Foundation of the Sretensky Monastery

The historical area of Moscow, called Kuchkov Field , in the XII century belonged to the Suzdal boyar. In the possession of Stepan Ivanovich Kuchka there were several villages and villages, standing on both banks of the Moskva River. Initially, Kuchkovo Pole was a place where death sentences were carried out and murderers and robbers were executed. After, As huts began to be built in these places, it became necessary to build a temple. The first wooden church was consecrated in honor of Mary of Egypt in 1385.

Ten years later, a church in honor of the Vladimir Icon of the Most Holy Theotokos was laid near the wooden church. The construction was preceded by a miraculous event that happened on August 26, 1395. On this day, the procession with the Metropolitan Cyprian accidentally came across an icon that was being carried from Vladimir to Moscow. The procession took place in the name of assistance in the upcoming battle with Tamerlane. Surprisingly, the next day the Golden Horde turned back and did not go to Moscow. Two years later, a monastery was founded around the Church of the Vladimir Icon of the Mother of God. Grand Duke Vasily I Dmitrievich he himself took part in laying the first stone and every year on August 26 he walked along with the procession, celebrating the miraculous event.

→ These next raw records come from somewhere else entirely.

PR #1242, opened 2020-10-25
Added a show dismissable rating explanation link to PlayerDetails

### LINKED ISSUE #1003: Imposible to copy user name
**Describe the bug**
After selecting the username, right click on it doesn't bring up the context menu, but follows the link to the profile page. This prevents the username from being copied by using the context menu.

**Expected behavior**
Right click should bring up the context menu

The problem happens in Chrome.
Firefox works fine

**Additional context**
https://forums.online-go.com/t/adjust-right-clicking-behavior-for-usernames/23915?u=flovo

### LINKED ISSUE #1241: Have a link to an explanation about ratings
This thread made the suggestion, in the face of ongoing confusion about how ranks move:

https://forums.online-go.com/t/ratings-moving-opposite/30683/21?u=eugene

GreenAsJade:
Fixes #1241

## Proposed Changes

Dismissable link on PlayerDetails - with player ranking present:

Screen Shot 2020-10-25 at 10 38 45 am (2)

Dismissable link on PlayerDetails - with player ranking provisional:

Screen Shot 2020-10-25 at 10 38 56 am (2)

Dark mode:

Screen Shot 2020-10-25 at 10 39 07 am (2)

### DIFF
--- a/src/components/Player/PlayerDetails.styl
+++ b/src/components/Player/PlayerDetails.styl
@@ -76,4 +76,16 @@
             }
         }
     }
+
+    .rating-explanation {
+        display: flex;
+        justify-content: flex-end;
+        align-items: center;
+        .fa {
+            padding-left: 2px;
+        }
+    }
+    .hide-rating-explanation {
+        display: none;
+    }
 }
--- a/src/components/Player/PlayerDetails.tsx
+++ b/src/components/Player/PlayerDetails.tsx
@@ -85,6 +85,7 @@ export class PlayerDetails extends React.PureComponent<PlayerDetailsProperties, 
             ui_class: "...",
             country: "un",
             error: null,
+            show_rating_explanation: data.get("show-rating-explanation", true)
         };
     }
     resolve(player_id) {
@@ -226,6 +227,12 @@ export class PlayerDetails extends React.PureComponent<PlayerDetailsProperties, 
         .then(() => termination_socket.send('chat/remove_all', {player_id: this.props.playerId}))
         .catch(() => 0);
     }
+
+    dismissRankingExplanation = () => {
+        data.set("show-rating-explanation", false);
+        this.setState({show_rating_explanation: false});
+    }
+
     render() {
         let user = data.get("user");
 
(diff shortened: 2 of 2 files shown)


BHydden:
> Fixes #1003

I think you meant to say #1241 ?

GreenAsJade:
Yeah dunno what happened there LOL

benjaminpjones:
I'm pretty new to this, so I don't want to make any out of place suggestions, but have you considered using a small icon for this?  It would be persistent, but also take up less real estate:

PlayerDetailsQuestionMark

BHydden:
Nice idea @benjaminpjones it does indeed look tidier. However, one concern I have with your proposal is that we already use a ? to indicate provisional rank, and adding a second one could lead to confusion and a lot of questions on "how do I remove the ? next to my rank"

image

benjaminpjones:
That's a good point. Another option is the "i" for "info" icon that's pretty widespread (even though "info" doesn't start with "i" in all languages!)

image

GreenAsJade:
These are nice ideas, but I think ultimately it seems preferrable to have more attention to the availability of an explanation, and then be able to clean that up completely.

anoek:
I don't know how I feel about having this link here, this window is supposed to be a quick view of someone's information, and some quick action buttons, a link to "how does this work?" isn't what I'd expect here.

I feel like this is (1) a documentation issue, ie if people aren't finding this information easily enough in the documentation wiki, perhaps we need to move that page to be more visible, and also (2) probably self resolving when the next iteration of the ranking system drops, which will definitely eliminate the confusing "i won but my rank went down", we didn't really seem to have a lot of questions before that so I think the priority of this information will drop as that question goes away.

GreenAsJade:
Maybe we can deploy this as a temporary helper for us all until the next ranking system does come along eh?

benjaminpjones:
Just want to point out that the wiki link in this PR is not created yet.  Did you mean to link to [Getting Started: Your Rating](https://github.com/online-go/online-go.com/wiki/Getting-Started-%7C-Creating-and-Adjusting-Your-Account#your-rating) instead?

benjaminpjones:
Also, one more thought- aren't there other places besides the player card where ranking is shown?  For instance, would a link on the User page have similar effect, without cluttering the PlayerDetails card?

Screen Shot 2020-10-27 at 12 44 15 PM

GreenAsJade:
Good catch, I have no idea where I got that wrong URL from.   I'll fix that ASAP.

I had considered putting it right where you suggested - and I like it - except it's not the place that people are looking when they are wondering "why did my rank go down".

anoek:
I'm going to close this, new rating system shouldn't be too far away now

PR #1245, opened 2020-10-25
Mark annulled games more clearly.

### LINKED ISSUE #1244: Annulled games not clearly marked in the UI
**Describe the bug**
If you go to an annulled game, you have to dig a little to see that it is annulled.  Often, annulled games have some funny business, so it can be disheartening to see an erroneous winner.

**To Reproduce**
1. Go to https://online-go.com/game/27029807
2. Observe that you cannot see that the game is annulled without clicking the info button.
3. Also note that on profiles, occasionally the Game Result column is too far to the right to see 'annulled'

**Expected behavior**
A notice that the game was annulled.  Should be at least as visible as the game result, given that the result is not valid.

**Screenshots**
https://online-go.com/game/27029807
Screen Shot 2020-10-24 at 11 10 22 PM
Screen Shot 2020-10-24 at 11 05 46 PM

benjaminpjones:
Fixes #1244 

## Proposed Changes

  - In the Game view, strikethrough the game result and add "GAME ANNULLED"
  - Strikethrough the game result in the Game History pane if the game has been annulled.

Screen Shot 2020-10-24 at 11 42 43 PM
Screen Shot 2020-10-24 at 11 42 23 PM

### DIFF
--- a/src/views/Game/Game.tsx
+++ b/src/views/Game/Game.tsx
@@ -2518,7 +2518,7 @@ export class Game extends React.PureComponent<GameProperties, any> {
                 </div>
                 <div className='annulled-indicator'>
                     { state.annulled &&
-                        'GAME ANNULLED'
+                        pgettext("Displayed to the user when the game is annulled", "Game Annulled")
                     }
                 </div>
                 {/* } */}
--- a/src/views/Game/Game.tsx
+++ b/src/views/Game/Game.tsx
@@ -2503,7 +2503,7 @@ export class Game extends React.PureComponent<GameProperties, any> {
                     }
 
                     {(state.mode === "play" && state.phase === "finished" || null) &&
-                        <span>
+                        <span style={{textDecoration: state.annulled ? 'line-through' : 'none' }}>
                             {state.winner
                                 ?
                                 (interpolate(pgettext("Game winner", "{{color}} wins by {{outcome}}"), {
@@ -2514,6 +2514,11 @@ export class Game extends React.PureComponent<GameProperties, any> {
                                 (interpolate(pgettext("Game winner", "Tie by {{outcome}}"), {"outcome": pgettext("Game outcome", this.goban.engine.outcome)}))
                             }
                         </span>
+                    }
+                </div>
+                <div className='annulled-indicator'>
+                    { state.annulled &&
+                        'GAME ANNULLED'
                     }
                 </div>
                 {/* } */}
--- a/src/views/User/User.tsx
+++ b/src/views/User/User.tsx
@@ -71,7 +71,7 @@ function getGameResultRichText(game) {
     if (game.annulled) {
         result = <span>
                      <span style={{textDecoration: 'line-through'}}>{result}</span>
-                     <span>, {pgettext("Game has been annulled", "annulled")}</span>
+                     <span>, {_("annulled")}</span>
                  </span>;
     }
 
--- a/src/views/User/User.tsx
+++ b/src/views/User/User.tsx
@@ -29,13 +29,11 @@ import {PlayerIcon} from 'PlayerIcon';
 import {GameList} from "GameList";
 import {Player} from "Player";
 import * as preferences from "preferences";
-import {updateDup, alertModerator, getGameResultText, ignore} from "misc";
+import {updateDup, getGameResultText, ignore} from "misc";
 import {longRankString, rankString, getUserRating, humble_rating, effective_outcome} from "rank_utils";
 import {durationString, daysOnlyDurationString} from "TimeControl";
 import {openModerateUserModal} from "ModerateUser";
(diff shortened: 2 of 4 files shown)


src/views/User/User.tsx
```diff
@@ -29,13 +29,11 @@ import {PlayerIcon} from 'PlayerIcon';
 import {GameList} from "GameList";
 import {Player} from "Player";
 import * as preferences from "preferences";
-import {updateDup, alertModerator, getGameResultText, ignore} from "misc";
```
BHydden, line 32: don't think you meant to remove the alertModerator import here? it wasn't related to displaying the endstate of the game

benjaminpjones: You are correct that it is unrelated, but this it is an `alertModerator` is an unused import (courtesy of my linter).  I'm guessing it fell off whenever that functionality was moved into PlayerDetails.

If you think I should remove that kind of stuff for better chance at being approved, I will, but I thought it was a good idea to tidy up while I was looking at that file.

BHydden: just caught my eye, I can't recommend one way or another... anoek may advise whether cleanup should have its own PR or not, frankly it's not my call I just wanted to see why it was included

benjaminpjones: If you're curious, [commit b88bc3369f17e5036d309ff96cf1e559b83bc2e1](https://github.com/online-go/online-go.com/commit/b88bc3369f17e5036d309ff96cf1e559b83bc2e1#diff-3634b4c362041964a17503f2ba9d107297f02376af3788b4648644d880de5887) is when `alertModerator` was removed from the profile page :)

src/views/Game/Game.tsx
```diff
@@ -2516,6 +2516,11 @@ export class Game extends React.PureComponent<GameProperties, any> {
                         </span>
                     }
                 </div>
+                <div className='annulled-indicator'>
+                    { state.annulled &&
+                        'GAME ANNULLED'
```
anoek, line 2521: Any text we display to the user needs to be translatable, to do that simply wrap it with an `_` or `pgettext` call, such as `_("Game annulled")` or `pgettext("DIsplayed to the user when the game is annulled", "Game annulled")` (the first argument is a comment string for the translators)

I like the strike through on the profile page, on the game history, but I think I don't like it on the game page.

And last but not least, lets `text-align: center` and remove the all caps, make it just Game Annulled` on the game page

src/views/User/User.tsx
```diff
@@ -60,23 +58,22 @@ interface UserProperties {
...
+function getGameResultRichText(game) {
+    let result = getGameResultText(game);
 
-let Rank = (props: {ranking: number, pro?: boolean}) => (<span>{rankString(props)}</span>);
+    if (game.ranked) {
+        result += ", ";
+        result += _("ranked");
+    }
+    if (game.annulled) {
+        result = <span><span style={{textDecoration: 'line-through'}}>{result}</span><span>, annulled</span></span>;
```
anoek, line 72: Translate here too, something like: `pgettext("Game has been annulled", "annulled")`

anoek (changes requested):
Nice improvement!

src/views/Game/Game.tsx
anoek: Scratch the style change comments, my css didn't correctly, I see it was centered (and red), and with that style the strike through looks good too.

So, just the translation thing, ignore the rest! :)

benjaminpjones: Ah, yes I saw the i18n support, but wasn't sure how to use it.  Updates incoming!

benjaminpjones:
I *think* I fixed it, however I am not sure how to test translations:

Screen Shot 2020-10-26 at 11 56 24 AM
Screen Shot 2020-10-26 at 11 56 47 AM


I assume 'annulled' is already in the dictionary... does the context parameter for `pgettext` need to be more generic?

anoek:
Yep "annulled" is already in there, as is "Game has been annulled", "Annulled", and "game annulled". So "Game Annulled" isn't in there yet, but close variations are. I would say if "Game has been annulled" looks good there (like it's not too big or doesn't look funny) lets go with that, otherwise we'll just add "Game Annulled" to the list and give the translators some more work to do :)

anoek:
I guess for "annulled" just make that `_("annulled")` and you should see it translated, that's the variant that's already translated.

benjaminpjones:
Okay, I went ahead and submitted the change to 'annulled':
Screen Shot 2020-10-26 at 1 44 56 PM

I did not submit the change to "Game Annulled" because changing it to "Game has been annulled" did not translate when I tested in Spanish, and therefore (hopefully) not too much work to translate both in one go.

anoek:
Awesome thanks!

GreenAsJade:
Nice one!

Historians have no consensus about the original location of the Sretensky Monastery. There is a hypothesis that it was founded exactly where the monastery is located today. Other researchers believe that the Sretensky Monastery originally stood in Kitai-Gorod near the now-lost Nikolsky Gate.

Abode in the 15th-19th centuries

Ivan III who ascended the throne in 1462 paid enough attention to the development and prosperity of churches and monasteries. Under him, the churches of the Sretensky Monastery were rebuilt from stone. The temple in honor of Mary of Egypt was small, square in plan and single-domed. The iconostasis in it was replaced by an altar barrier carved out of stone. In 1482 the third temple in honor of Nicholas the Wonderworker was built in the monastery. Sretensky Monastery was the first to meet pilgrims walking in the direction of the Trinity-Sergius Lavra. It also became a place of greeting and glorification of the soldiers of Ivan the Terrible, who took Kazan and returned with victory.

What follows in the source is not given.